Le statut de la CPI ne lie pas les organisations régionales telles que l’Union africaine, mais invite ces dernières à travailler en collaboration avec la cour et le parquet. Selon les experts, dans la mesure où la charte de l’UA reconnaît la lutte contre l’impunité, celle-ci se doit de respecter le statut, même si le Soudan ne figure pas parmi les 30 pays africains signataires.
Points de vue divergents, partis pris et doubles standards ?

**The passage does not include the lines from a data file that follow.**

PR #4798, opened 2025-11-28
Manage multiple spaces members access

### LINKED ISSUE #4681: [Task] Update the Security & Privacy screen to work with Spaces.

Velin92:
fixes #4681 

Implemented a new view called ManageAuthorizedSpaces that is used when multiple spaces are available to be selected.
Also added some tests for the multiple selection behaviour

### DIFF
--- a/ElementX/Sources/Screens/SecurityAndPrivacyScreen/SecurityAndPrivacyScreenViewModel.swift
+++ b/ElementX/Sources/Screens/SecurityAndPrivacyScreen/SecurityAndPrivacyScreenViewModel.swift
@@ -245,6 +245,8 @@ class SecurityAndPrivacyScreenViewModel: SecurityAndPrivacyScreenViewModelType, 
             state.bindings.desiredSettings.accessType = .spaceUsers(spaceIDs: [joinedParent.id])
         case .singleUnknown(let id):
             state.bindings.desiredSettings.accessType = .spaceUsers(spaceIDs: [id])
+        case .empty:
+            break // Very edge case. We do nothing in this case.
         case .multiple:
             displayManageAuthorizedSpacesScreen()
         }
--- a/UnitTests/Sources/SecurityAndPrivacyScreenViewModelTests.swift
+++ b/UnitTests/Sources/SecurityAndPrivacyScreenViewModelTests.swift
@@ -39,7 +39,7 @@ class SecurityAndPrivacyScreenViewModelTests: XCTestCase {
         XCTAssertTrue(context.viewState.isSaveDisabled)
         XCTAssertTrue(context.viewState.isSpaceMembersOptionSelectable)
         guard case .singleJoined = context.viewState.spaceSelection else {
-            XCTFail("Expected spaceSelection to be .singleSpace")
+            XCTFail("Expected spaceSelection to be .singleJoined")
             return
         }
         
@@ -72,7 +72,7 @@ class SecurityAndPrivacyScreenViewModelTests: XCTestCase {
         XCTAssertNil(context.viewState.accessSectionFooter)
         XCTAssertTrue(context.viewState.isSaveDisabled)
         guard case .singleUnknown = context.viewState.spaceSelection else {
-            XCTFail("Expected spaceSelection to be .singleSpace")
+            XCTFail("Expected spaceSelection to be .singleUnknown")
             return
         }
         
@@ -84,7 +84,7 @@ class SecurityAndPrivacyScreenViewModelTests: XCTestCase {
         XCTAssertTrue(context.viewState.isSaveDisabled)
         XCTAssertEqual(context.desiredSettings.accessType, .spaceUsers(spaceIDs: [space.id]))
         guard case .singleUnknown = context.viewState.spaceSelection else {
-            XCTFail("Expected spaceSelection to be .singleSpace")
+            XCTFail("Expected spaceSelection to be .singleUnknown")
             return
         }
     }
@@ -100,7 +100,7 @@ class SecurityAndPrivacyScreenViewModelTests: XCTestCase {
         XCTAssertTrue(context.viewState.isSaveDisabled)
         XCTAssertTrue(context.viewState.isSpaceMembersOptionSelectable)
         guard case .multiple = context.viewState.spaceSelection else {
-            XCTFail("Expected spaceSelection to be .singleSpace")
+            XCTFail("Expected spaceSelection to be .multiple")
             return
         }
         
@@ -146,7 +146,7 @@ class SecurityAndPrivacyScreenViewModelTests: XCTestCase {
         XCTAssertTrue(context.viewState.isSaveDisabled)
         XCTAssertTrue(context.viewState.isSpaceMembersOptionSelectable)
         guard case .multiple = context.viewState.spaceSelection else {
-            XCTFail("Expected spaceSelection to be .singleSpace")
+            XCTFail("Expected spaceSelection to be .multiple")
             return
         }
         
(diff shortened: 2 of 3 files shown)


ElementX/Sources/FlowCoordinators/SpaceSettingsFlowCoordinator.swift
```diff
@@ -1,4 +1,3 @@
-//
```
pixlwave, line 1: I think this one is accidental.

ElementX/Sources/Screens/ManageAuthorizedSpacesScreen/ManageAuthorizedSpacesScreenModels.swift
```diff
@@ -0,0 +1,44 @@
...
+enum ManageAuthorizedSpacesScreenViewModelAction {
+    case dismiss
+}
+
+struct ManageAuthorizedSpacesScreenViewState: BindableState {
+    let authorizedSpacesSelection: AuthorizedSpacesSelection
+    var desiredSelectedIDs: Set<String>
+    
+    var hasChanges: Bool {
+        authorizedSpacesSelection.currentSelectedIDs != desiredSelectedIDs
```
pixlwave: The names are a bit funky here as `current` could be interpreted as what is shown on the screen, but I'm struggling to come up with much better. Maybe just simply

```suggestion
        authorizedSpacesSelection.initialSelectedIDs != selectedIDs
```

ElementX/Sources/Screens/ManageAuthorizedSpacesScreen/View/ManageAuthorizedSpacesScreen.swift
```diff
@@ -0,0 +1,117 @@
...
+                            context.send(viewAction: .toggle(spaceID: space.id))
+                        })
+            }
+        } header: {
+            Text(L10n.screenManageAuthorizedSpacesYourSpacesSectionTitle)
+                .compoundListSectionHeader()
+        }
+    }
+    
+    private var unkwnownSpacesSection: some View {
```
pixlwave:
```suggestion
    private var unknownSpacesSection: some View {
```

ElementX/Sources/Screens/ManageAuthorizedSpacesScreen/View/ManageAuthorizedSpacesScreen.swift
```diff
@@ -0,0 +1,117 @@
...
+    
+    var body: some View {
+        Form {
+            header
+            if !context.viewState.authorizedSpacesSelection.joinedParentSpaces.isEmpty {
+                joinedParentsSection
+            }
+            if !context.viewState.authorizedSpacesSelection.unknownSpacesIDs.isEmpty {
+                unkwnownSpacesSection
+            }
```
pixlwave, line 24: Maybe add a bit of whitespace so its easier to read :)
```suggestion
            header
            
            if !context.viewState.authorizedSpacesSelection.joinedParentSpaces.isEmpty {
                joinedParentsSection
            }
            
            if !context.viewState.authorizedSpacesSelection.unknownSpacesIDs.isEmpty {
                unkwnownSpacesSection
            }
```

ElementX/Sources/Screens/SecurityAndPrivacyScreen/SecurityAndPrivacyScreenViewModel.swift
```diff
@@ -236,15 +235,36 @@ class SecurityAndPrivacyScreenViewModel: SecurityAndPrivacyScreenViewModelType,
     }
     
     private func handleSelectedSpaceMembersAccess() {
-        switch context.viewState.spaceSelection {
+        guard !state.bindings.desiredSettings.accessType.isSpaceUsers else {
+            return
```
pixlwave, line 240: Probably worth logging an error here.

ElementX/Sources/Mocks/SpaceRoomProxyMock.swift
```diff
@@ -100,6 +100,32 @@ extension [SpaceRoomProxyProtocol] {
         ]
     }
     
+    static var mockJoinedSpaces2: [SpaceRoomProxyMock] {
```
pixlwave, line 103: To reduce the boilerplate a bit could we remove this and simply do the following in the previews/tests?

```
.mockJoinedSpaces.prefix(3)
```

I am pretty sure that adding the aliases to those existing mocks is unlikely to change any existing snapshots (but if it does, I don't see an issue with it).

UnitTests/Sources/SecurityAndPrivacyScreenViewModelTests.swift
```diff
@@ -88,6 +89,96 @@ class SecurityAndPrivacyScreenViewModelTests: XCTestCase {
...
+        guard case .multiple = context.viewState.spaceSelection else {
+            XCTFail("Expected spaceSelection to be .singleSpace")
+            return
+        }
+        
+        var desiredSpaceIDs: PassthroughSubject<Set<String>, Never>!
+        let deferredAction = deferFulfillment(viewModel.actionsPublisher) { action in
+            switch action {
+            case .displayManageAuthorizedSpacesScreen(let authorizedSpacesSelection):
+                defer { desiredSpaceIDs = authorizedSpacesSelection.desiredSelectIDs }
```
pixlwave: You don't actually need to do this here.

UnitTests/Sources/SecurityAndPrivacyScreenViewModelTests.swift
```diff
@@ -88,6 +89,96 @@ class SecurityAndPrivacyScreenViewModelTests: XCTestCase {
...
+                return authorizedSpacesSelection.joinedParentSpaces.map(\.id) == spaces.map(\.id) &&
+                    authorizedSpacesSelection.unknownSpacesIDs.isEmpty &&
+                    authorizedSpacesSelection.currentSelectedIDs.isEmpty
+            default:
+                return false
+            }
+        }
+        context.send(viewAction: .selectedSpaceMembersAccess)
+        try await deferredAction.fulfill()
+        desiredSpaceIDs.send([spaces[0].id])
```
pixlwave: Instead you can do it here along the lines of:

```suggestion
        let action = try await deferredAction.fulfill()
        guard case .displayManageAuthorizedSpacesScreen(let authorizedSpacesSelection) = action else { fail }
        authorizedSpacesSelection.desiredSpaceIDs.send([spaces[0].id])
```

I think that would be easier to follow than adding side-effects in the fulfilment.

UnitTests/Sources/SecurityAndPrivacyScreenViewModelTests.swift
```diff
@@ -88,6 +89,96 @@ class SecurityAndPrivacyScreenViewModelTests: XCTestCase {
...
+        
+        XCTAssertTrue(context.viewState.currentSettings.accessType.isSpaceUsers)
+        XCTAssertTrue(context.viewState.isSaveDisabled)
+        XCTAssertTrue(context.viewState.isSpaceMembersOptionSelectable)
+        guard case .multiple = context.viewState.spaceSelection else {
+            XCTFail("Expected spaceSelection to be .singleSpace")
+            return
+        }
+        
+        var desiredSpaceIDs: PassthroughSubject<Set<String>, Never>!
```
pixlwave: Same comment on this one.

ElementX/Sources/Other/SwiftUI/Views/ToolbarButton.swift
```diff
@@ -0,0 +1,48 @@
...
+    var body: some View {
+        if #available(iOS 26, *) {
+            Button(action: action) {
+                role.icon
+                    .accessibilityLabel(role.title)
+            }
+        } else {
+            Button(role.title, action: action)
+        }
+    }
```
pixlwave, line 64: When enabled and we're using `\.check` the button should be [tinted](https://www.figma.com/design/jvZ7TIyd7V9Vn8sIDB9vMd/Compound-iOS-Templates?node-id=3779-88089&m=dev) too.

ElementX/Sources/Other/SwiftUI/Views/ToolbarButton.swift
```diff
@@ -0,0 +1,48 @@
...
+//
+
+import Compound
+import SwiftUI
+
+struct ToolbarButton: View {
+    enum Role {
+        case cancel
+        case done
+
```
pixlwave, line 16: Should we add a case for `save` too?

ElementX/Sources/Screens/SecurityAndPrivacyScreen/SecurityAndPrivacyScreenViewModel.swift
Velin92: actually this is not an error, is just because if the user taps the button again we want to do nothing but we do not want to disable the button, I'll add a comment

UnitTests/Sources/SecurityAndPrivacyScreenViewModelTests.swift
Velin92: why? I need the subject to set the value (simulating the press of the done button) and then check if the save has been called with the right values.

UnitTests/Sources/SecurityAndPrivacyScreenViewModelTests.swift
Velin92: Okay I see what you mean, it makes sense

ElementX/Sources/Other/SwiftUI/Views/ToolbarButton.swift
Velin92: yeah why not, in the end it should look exactly like the done one, the only thing that changes is the label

L’archevêque émérite Desmond Tutu a condamné, dans un article du New York Times, la position africaine. « La justice sert les intérêts des victimes, et les victimes de ces crimes sont africaines », a-t-il fait remarquer.
Lire aussi (en anglais) |
SUDAN: Southerners prefer diplomatic route |
SUDAN: The conflict in Darfur |
SUDAN: The case against Bashir |
Le professeur Andre Thomashausen, de l’université d’Afrique du Sud, a estimé que la CPI se positionnait en « partisane » vu la façon dont elle avait mené ses enquêtes et abordé les principes juridiques internationaux.
« Les gens ont le sentiment qu’il doit y avoir une justice internationale », a-t-il dit à IRIN le 4 mars. « Dans ce cas précis, ceux qui ont tout perdu sont bien trop nombreux... mais la CPI ne doit pas contrevenir aux principes juridiques internationaux ».
« Nous craignons de plus en plus de voir la CPI devenir un instrument des processus politiques de pays [africains] individuels, et ne pas se préoccuper de ce que stipulent leurs Constitutions ou en pense l’Union africaine ».
La CPI, a ajouté M. Thomashausen, a sapé sa propre autorité en prenant parti dans le conflit soudanais. « Les ONG ne souhaitent pas assister à une aggravation de la situation, et le CPI doit prendre conscience que cela ne doit pas mener à davantage de souffrances ».
Les activités de la CPI en Afrique suscitent également de la défiance. « La question que nous devons nous poser est la suivante : d’autres chefs d’Etat non africains en exercice ont-ils commis, ou sont-ils soupçonnés d’avoir commis, des atrocités similaires ? », a ajouté M. Othieno. « L’absence de preuves ou de suspicions pointant dans cette direction poserait sans aucun doute d’intéressantes questions quant à l’impartialité de la CPI ».
Les casques bleus sur leur garde
Lors d’une conférence de presse organisée à New York, le Secrétaire général adjoint aux opérations de maintien de la paix, Alan Le Roy, a déclaré avoir été assuré que les casques bleus déployés au Darfour ne seraient pas menacés.
« Le gouvernement soudanais a indiqué qu'il remplirait son obligation de protéger les missions des Nations Unies au Soudan contre tout impact négatif potentiel résultant d'une décision de la CPI contre les dirigeants politiques soudanais », a-t-il rapporté le 2 mars.
« Bien évidemment, nous travaillons actuellement à l’élaboration de plusieurs plans d’urgence, comme le ferait tout pays pour tenter de réagir face à une quelconque situation », a ajouté M. Le Roy. Les Nations Unies ont déployé 25 000 personnels au Soudan.
« Pour les millions de victimes du Darfour, cette décision historique constitue une reconnaissance juridique indépendante des crimes massifs commis à leur encontre, et confirme qu’il y a des motifs raisonnables de croire que M. Bashir est pénalement responsable », a affirmé Nick Grono, président adjoint de International Crisis Group.